ChatGPT Fills Me With Dread
Daniel Hulter
Exploring Sensemaking Methods | Facilitator | USAF SNCO | Writer | TEDx speaker
“How can I know what I think till I see what I say?"
-Variously Attributed
Inspired by Austin Wiggins, who recently launched a fantastic Episodic Futures Thinking prompt for the Agitare community on the subject of the future of generative text AI tools, I've been reflecting on why the wondrous ChatGPT fills me with dread and disgust, despite the apparent opportunities and clear possibilities it presents for enhancing our lives and our work (which it inarguably does). I told them the other day that I think this gut reaction of near revulsion at times might have something to do with my own personal relationship with the blank page--the unexpected journeys it takes me on, into my own multitudinous depths in the practice of writing... including on this post/article throughout the day yesterday and in this very moment...

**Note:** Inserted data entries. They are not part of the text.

PR #743, opened 2020-08-10
Buildkite

kenoir:
Configuration for CI in buildkite.

### DIFF
--- a/.buildkite/pipeline.yml
+++ b/.buildkite/pipeline.yml
@@ -1,0 +1,33 @@
+steps:
+  - command: .buildkite/scripts/run_autoformat.py
+  - wait
+  - command: .buildkite/scripts/run_job.py internal_model
+  - command: .buildkite/scripts/run_job.py display
+  - command: .buildkite/scripts/run_job.py elasticsearch
+  - command: .buildkite/scripts/run_job.py big_messaging
+  - command: .buildkite/scripts/run_job.py ingestor_common
+  - command: .buildkite/scripts/run_job.py transformer_common
+  - wait
+  - command: .buildkite/scripts/run_job.py api
+  - command: .buildkite/scripts/run_job.py reindex_worker
+  - command: .buildkite/scripts/run_job.py ingestor_works
+  - command: .buildkite/scripts/run_job.py ingestor_images
+  - command: .buildkite/scripts/run_job.py id_minter
+  - command: .buildkite/scripts/run_job.py matcher
+  - command: .buildkite/scripts/run_job.py merger
+  - command: .buildkite/scripts/run_job.py recorder
+  - command: .buildkite/scripts/run_job.py transformer_miro
+  - command: .buildkite/scripts/run_job.py transformer_sierra
+  - command: .buildkite/scripts/run_job.py transformer_mets
+  - command: .buildkite/scripts/run_job.py transformer_calm
+  - command: .buildkite/scripts/run_job.py sierra_reader
+  - command: .buildkite/scripts/run_job.py sierra_bib_merger
+  - command: .buildkite/scripts/run_job.py sierra_item_merger
+  - command: .buildkite/scripts/run_job.py sierra_items_to_dynamo
+  - command: .buildkite/scripts/run_job.py mets_adapter
+  - command: .buildkite/scripts/run_job.py calm_adapter
+  - command: .buildkite/scripts/run_job.py inference_manager
+  - command: .buildkite/scripts/run_job.py feature_inferrer --changes-in pipeline/inferrer/feature_inferrer
+  - command: .buildkite/scripts/run_job.py snapshot_generator
+  - wait
+  - command: .buildkite/scripts/complete_build.py
--- a/.buildkite/scripts/git_utils.py
+++ b/.buildkite/scripts/git_utils.py
@@ -1,0 +1,59 @@
+# -*- encoding: utf-8
+
+import os
+import subprocess
+import sys
+
+
+def git(*args):
+    """Run a Git command and return its output."""
+    cmd = ["git"] + list(args)
+    try:
+        return subprocess.check_output(cmd).decode("utf8").strip()
+    except subprocess.CalledProcessError as err:
+        sys.exit(err.returncode)
+
+
+def get_changed_paths(*args, globs=None):
+    """
+    Returns a set of changed paths in a given commit range.
+
+    :param args: Arguments to pass to ``git diff``.
+    :param globs: List of file globs to include in changed paths.
+    """
+    if globs:
+        args = list(args) + ["--", *globs]
+    diff_output = git("diff", "--name-only", *args)
+
+    return set([line.strip() for line in diff_output.splitlines()])
+
+
+def remote_default_branch():
+    """Inspect refs to discover default branch @ remote origin."""
+    return git("symbolic-ref", "refs/remotes/origin/HEAD").split("/")[-1]
+
+
+def remote_default_head():
+    """Inspect refs to discover default branch HEAD @ remote origin."""
+    return git("show-ref", f"refs/remotes/origin/{remote_default_branch()}", "-s")
+
+
+def local_current_head():
+    """Use rev-parse to discover hash for current commit AKA HEAD (from .git/HEAD)."""
+    return git("rev-parse", "HEAD")
+
+
+def get_sha1_for_tag(tag):
+    git("fetch")
+    return git("show-ref", "-s", tag)
+
+
+def current_branch():
+    return os.environ["BUILDKITE_BRANCH"]
+
+
+def is_default_branch():
+    current_branch_name = current_branch()
+    default_branch_name = remote_default_branch()
+
+    return current_branch_name == default_branch_name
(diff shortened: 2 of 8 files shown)


kenoir:
See https://buildkite.com/wellcome-collection/catalogue/builds/61 for a manual run of this branch.

kenoir:
Waiting for https://github.com/wellcomecollection/dockerfiles/pull/95, then this PR should be updated to remove the `buildkite` label from the `sbt_wrapper` image.

.buildkite/pipeline.yml
```diff
@@ -0,0 +1,33 @@
...
+  - command: .buildkite/scripts/run_job.py sierra_bib_merger
+  - command: .buildkite/scripts/run_job.py sierra_item_merger
+  - command: .buildkite/scripts/run_job.py sierra_items_to_dynamo
+  - command: .buildkite/scripts/run_job.py mets_adapter
+  - command: .buildkite/scripts/run_job.py calm_adapter
+  - command: .buildkite/scripts/run_job.py inference_manager
+  - command: .buildkite/scripts/run_job.py feature_inferrer --changes-in pipeline/inferrer/feature_inferrer
+  - command: .buildkite/scripts/run_job.py snapshot_generator
+  - wait
+  - command: .buildkite/scripts/complete_build.py
```
warrd, line 33: Is there anything in particular I need to do to set up `relation_embedder` beyond adding a `run_job` command here?

.buildkite/scripts/sbt_dependency_tree.py
```diff
@@ -0,0 +1,70 @@
...
+            folders |= d.all_folders()
+        return folders
+
+    def depends_on(self, other):
+        if self == other:
+            return True
+        if other in self.dependencies:
+            return True
+        for d in self.dependencies:
+            return d.depends_on(other)
```
warrd, line 34: Hmm this will return on the first iteration of the loop, is this what you actually want?

warrd: Maybe it should be more like this?

```python
return (
    self == other or
    other in self.dependencies or
    any(d.depends_on(other) for d in self.dependencies))
)
```

.buildkite/scripts/sbt_dependency_tree.py
```diff
@@ -0,0 +1,70 @@
...
+        self.metadata_dir = metadata_dir
+        self.projects = {}
+
+        self._get_all_projects()
+
+    def _get_all_projects(self):
+        for f in os.listdir(self.metadata_dir):
+            self.get_project(name=os.path.splitext(f)[0])
+
+    def get_project(self, name):
```
warrd, line 49: bikeshed: `get_project` indicates to me this returns something, i would prefer this to be called `init_project` or something like that

.buildkite/pipeline.yml
kenoir: The `run_job.py` script does the same thing as the one for `Travis` essentially so you still need to ensure there are `make` tasks available.

.buildkite/scripts/sbt_dependency_tree.py
kenoir: This is copied without modification from the Travis build, so i'm not certain (other than that this will reproduce existing behaviour). Perhaps @alexwlchan can shed some light.

.buildkite/scripts/git_utils.py
```diff
@@ -0,0 +1,59 @@
...
+    Returns a set of changed paths in a given commit range.
+
+    :param args: Arguments to pass to ``git diff``.
+    :param globs: List of file globs to include in changed paths.
+    """
+    if globs:
+        args = list(args) + ["--", *globs]
+    diff_output = git("diff", "--name-only", *args)
+
+    return set([line.strip() for line in diff_output.splitlines()])
```
alexwlchan, line 28: nit: there's syntactic sugar for creating sets from comprehensions:

```suggestion
    return {line.strip() for line in diff_output.splitlines()}
```

.buildkite/scripts/git_utils.py
```diff
@@ -0,0 +1,59 @@
...
+
+
+def local_current_head():
+    """Use rev-parse to discover hash for current commit AKA HEAD (from .git/HEAD)."""
+    return git("rev-parse", "HEAD")
+
+
+def get_sha1_for_tag(tag):
+    git("fetch")
+    return git("show-ref", "-s", tag)
```
alexwlchan, line 48: minor: prefer explicit flag names to short options:

```suggestion
    return git("show-ref", "--hash", tag)
```

.buildkite/scripts/run_autoformat.py
```diff
@@ -0,0 +1,97 @@
...
+"""
+
+import os
+import subprocess
+import sys
+
+
+def branch_name():
+    """Return the name of the branch under test."""
+    return os.environ["BUILDKITE_BRANCH"]
```
alexwlchan, line 17: minor: I wonder if it's worth pulling stuff like this into a separate file, say `provider.py`?

Then this file would have `from provider import branch_name`, and all the provider-specific code is in one place (and can be swapped out again later).

.buildkite/scripts/run_autoformat.py
```diff
@@ -0,0 +1,97 @@
...
+
+
+def git(*args):
+    """Run a Git command and return its output."""
+    cmd = ["git"] + list(args)
+    try:
+        return subprocess.check_output(cmd).decode("utf8").strip()
+    except subprocess.CalledProcessError as err:
+        print(err)
+        sys.exit(err.returncode)
```
alexwlchan, line 40:
```
from git_utils import git
```

.buildkite/scripts/run_autoformat.py
```diff
@@ -0,0 +1,97 @@
...
+
+def get_changed_paths(*args):
+    """
+    Returns a set of changed paths in a given commit range.
+
+    :param commit_range: Arguments to pass to ``git diff``.
+    """
+    diff_output = git("diff", "--name-only", *args)
+
+    return set([line.strip() for line in diff_output.splitlines()])
```
alexwlchan, line 56:
```
from git_utils import get_changed_paths
```

.buildkite/scripts/run_autoformat.py
```diff
@@ -0,0 +1,97 @@
...
+
+
+if __name__ == "__main__":
+
+    make("format")
+
+    # If there are any changes, push to GitHub immediately and fail the
+    # build.  This will abort the remaining jobs, and trigger a new build
+    # with the reformatted code.
+    if get_changed_paths():
```
alexwlchan, line 66: minor: maybe replace this with a method that returns a boolean `has_uncommitted_changes()`?

.buildkite/scripts/run_autoformat.py
```diff
@@ -0,0 +1,97 @@
...
+        print("*** There were changes from formatting, creating a commit")
+
+        git("config", "user.name", "Buildkite on behalf of Wellcome")
+        git("config", "user.email", "wellcomedigitalplatform@wellcome.ac.uk")
+
+        git(
+            "remote",
+            "add",
+            "ssh-origin",
+            "git@github.com:wellcomecollection/catalogue.git",
```
alexwlchan, line 76: I'd pull this out into a constant somewhere, so it's easy to see what we have to change when we port this to other repos.

.buildkite/scripts/run_autoformat.py
```diff
@@ -0,0 +1,97 @@
...
+        )
+
+        # We checkout the branch before we add the commit, so we don't
+        # include the merge commit that Buildkite makes.
+        git("fetch", "ssh-origin")
+        git("checkout", "--track", f"origin/{branch_name()}")
+
+        git("add", "--verbose", "--update")
+        git("commit", "-m", "Apply auto-formatting rules")
+        git("push", "ssh-origin", "HEAD:%s" % branch_name())
```
alexwlchan, line 86: nit: let's be consistent with how we format strings (with three lines above)

```suggestion
        git("push", "ssh-origin", f"HEAD:{branch_name()}")
```

.buildkite/scripts/run_job.py
```diff
@@ -0,0 +1,129 @@
...
+        return True
+    if any(p.startswith("project/") for p in interesting_paths):
+        print("*** Relevant: project/")
+        return True
+
+    for path in interesting_paths:
+        if path.startswith((".buildkite", "docs/")):
+            continue
+
+        if path.endswith(".tf"):
```
alexwlchan, line 51: minor: I've just discovered we trigger a full storage-service rebuild for Python scripts which cannot affect SBT projects. 🤦‍♀️ 

```suggestion
        if path.endswith((".py", ".tf")):
```

.buildkite/scripts/sbt_dependency_tree.py
alexwlchan: Yeah, this is probably a bug.

kenoir:
@alexwlchan i'm going to merge here and address review comments in an upcoming PR.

I think in general I have little interest in a world or way of living that's too fixated on the end, the answer, the summary, the outcome... the filled page... it's one reason I kinda hate tools like Blinkist, which many of my peers and leaders in the Air Force have recommended as a fantastically efficient way of reducing nonfiction leadership and business books down to 15-minute snippets of bullet-point takeaways. It's all destination without the journey. If the original composed work could have been a blog post, why bother with books at all? My answer is that plenty of fantastic books out there simply can't be reduced to snippets. The complex, irreducible experience crafted by the author is both worth the journey and creates conditions for something powerful to occur within the reader themselves, something unique that couldn't be achieved any other way. On this particular topic, over the years I've moved increasingly to a relationship with books that is the opposite of what Blinkist provides. First, I stop reading books that aren't creating that transformative experience for me. Then, through things like the Agitare "deep reading club", my own practice of mapping snippets of beautifully written books and composing my own reflections on pieces of writing as a way of digesting them and crafting something new from the combination, I have become preoccupied not with reductivist, simple-knowledge-transfer approaches to growth and knowledge-gain, but to complex, embodied ones... to aphanipoietic, experiential approaches, to use Nora Bateson 's framing of the complex process of "unseen becoming" explored in pieces like Aphanipoiesis and Ready-ing.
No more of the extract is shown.